The current must flow from one end of the coil (say the starting end) into one end of the load, and out of the other end of the load and move back into the coil at its other end of the coil. so as long as the magnetic lines of force continues to strike or cut across the coil, or the field continually varying, through this coil, the electrons flow, and it is the flow of electrons that provides the electrical energy.

Obviously no new energy is being created here, so no new electrons are being formed, only that the mechanical energy in moving either the coil or the magnetic field is simply moving the electrons along a wire and into the load.

In an AC,where a magnetic field reverses polarity rapidly, i.e. north and south poles of the field cut across the coil successively, the electrons flow out from one end of the coil and re-enter from the same end when the field reverses.

Obviously it has been well established the relationship of electrons flowing in a coil can not only create a magnetic field (electro-magnet) but also the reverse occurs where magentic field can interfere with electrons and deflect/move/push them along a wire to convert mechanical power into electrical power)


Now this clearly means that if new electrons cannot be created, then the stored energy in a chemical battery must undergo chemical change so as to provide electrical energy, I used to think that when batteries are being charged, they are being filled up with electrons! so that can't be that then.

off to buy cat food for my 11 cats!
 
And final question why do electrons which appears to move towards protons, and I have never heard of protons moving towards electrons? that is a bit gay isn't it?


Protons are over 1800 times heavier than neutrons, put a few of them in the nucleus of an atom with a few neutrons of the same sort of weight.
 
Thanks sooey, so protons are coach potatoes!

Been looking into lead acid battery how it stores charge, so I had guessed it right that no new electrons are created in any energy transformation, the lead plates used in a battery with an electrolyte solution, (sulfuric acid solution) simply transfers electrons from one plate to the other during a charge and transfers it back during a discharge, hence the plates determine the amount of energy a battery can yield or store, and when the plates acquire a coating of sulphite crystals, it reduces the capacity of the battery as well as its internal resistance and its ability to recharge effectively.
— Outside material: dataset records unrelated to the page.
PR #790, opened 2021-09-22
Adds tabular displays for license, hold sources, and departments

matt-bernhardt:
This restructures the reporting area slightly, and may allow us to (soon) remove the original page that we added.

The default display at `/report` will now be a view across terms, showing a set of tables of various information about thesis record across the app. Column headings will be links to see more information about that term.

Following any of those links will take the user to `/report/term`, which is the current page for information from a single term. Once on the term-specific view, the user can jump to different terms (or to the all-terms totals) via the dropdown filter (same as now). There is also a link to bring the user back to the `/report` dashboard.

The current differences between the tabular display and the single term display are:
* The tabular display includes a row counting the total number of files which have been attached to theses. This row was discussed on Jira, and I'm leaving it in place for now.
* The single term display has some notes, and links off to other displays to inspect more closely.
* The single term display has a breakdown of thesis holds, which I've yet to port to the overall dashboard.
* The sorting order of some categories on the single term display is different than the tabular display, because of how the default values are populated. Where they differ, the tabular display is probably more consistent with the rest of the application, and is preferable.
* Visually, the tabular display is more consistent in how it treats all values. I'm not sure if all these values are of equal importance, however.

Generally, I think I'd like to have a conversation with Jess and Mikki after this merges, as part of the QA review, about these type of differences, and whether we even need a single term display after the tabular dashboard arrives.

#### Developer

#### Code Reviewer

NO

NO


test/models/report_test.rb
```diff
@@ -8,4 +8,31 @@ class ReportTest < ActiveSupport::TestCase
...
+  test 'pad_category will add rows for each expected value in the category' do
+    r = Report.new
+    expected_rows = Thesis.publication_statuses.count
+    returned_rows = r.index_data['Publication status'].count
+    # Not all licenses are represented in our fixtures...
+    assert_not_equal expected_rows, Thesis.all.joins(:license).pluck(:display_description).uniq.count
+    # ...but by the time we get data back for this category, all rows are present.
+    assert_equal expected_rows, returned_rows
+    # This includes a row of all zeros, which could only have been generated by pad_category
+    assert_equal r.index_data['License'][3][:data].values, [0, 0, 0, 0, 0, 0, 0]
```
JPrevost, line 23: Does this padding always result in all zeroes?

test/models/report_test.rb
```diff
@@ -8,4 +8,31 @@ class ReportTest < ActiveSupport::TestCase
...
+  test 'pad_row will add zeros for undefined academic terms' do
+    r = Report.new
+    expected_terms = Thesis.pluck(:grad_date).uniq.count
+    returned_columns = r.index_data['Summary'][3][:data].count
+    # Not all terms have theses with issues in our test fixtures...
+    assert_not_equal expected_terms, Thesis.all.group(:grad_date).where('issues_found = ?', true).count.count
+    # ...but by the time we get data for display back from a report, all columns are present.
+    assert_equal expected_terms, returned_columns
+    # Test for a row of expected values
+    assert_equal r.index_data['Summary'][3][:data].values, [0, 0, 0, 0, 0, 0, 0]
```
JPrevost, line 36: Does this always result in all zeroes?

app/models/report.rb
```diff
@@ -118,4 +262,111 @@ def table_copyright(collection)
...
+    # This builds out the initial set of a category of rows, based on a provided array (like
+    # Thesis.publication_statuses).
+    output = {}
+    array.each do |item|
+      output[item] = {}
+    end
+    output
+  end
+
+  def pad_row(data)
```
JPrevost, line 364: This feels like it is doing more than padding and is actually populating rows with data? (possibly unlike `pad_category`?)

app/models/report.rb
```diff
@@ -60,46 +60,190 @@ def card_overall(collection, term)
...
+  def data_issues
+    {
+      label: 'Flagged with issues',
+      data: pad_row(Thesis.all.group(:grad_date).where('issues_found = ?', true).count)
+    }
+  end
+
+  def data_multiple_authors
+    row_data = {}
+    sql = 'SELECT t.grad_date, count(t.id) as pop '\
```
JPrevost, line 139: Did you consider heredoc or %Q syntax for multiline strings?

matt-bernhardt: Having looked again at these syntaxes, I think Heredoc makes the most sense. I like its compactness compared with the blank lines needed by %Q (especially given how long these methods are already). Thanks for the suggestion! This will be addressed by the next commit (underway now).

app/models/report.rb
```diff
@@ -60,46 +60,198 @@ def card_overall(collection, term)
...
+  def data_issues
+    {
+      label: 'Flagged with issues',
+      data: pad_terms(Thesis.all.group(:grad_date).where('issues_found = ?', true).count)
+    }
+  end
+
+  def data_multiple_authors
+    row_data = {}
+    query = <<~SQL
```
JPrevost, line 139: Oh those heredocs ended up even cleaner than I was hoping. Nice!

app/models/report.rb
```diff
@@ -118,4 +270,129 @@ def table_copyright(collection)
...
+    #  Thu, 01 Sep 2022=>2}
+    output = {}
+    Thesis.pluck(:grad_date).uniq.sort.each do |term|
+      output[term] = 0
+      output[term] = data[term] if data.include? term
+    end
+    output
+  end
+
+  def populate_category(array)
```
JPrevost, line 385: Much clearer name on this and pad_terms! Thanks!

JPrevost (approved):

I never paid attention to these things before, as I took them for guaranteed and really thought during charging process we were filling it up with external electrons from a charging source, but now I understand if that was the case it would go against law of conservation of energy.

The charging current is used to push the electrons back to the negative p-late from the positive plate where they end up when a battery is in use.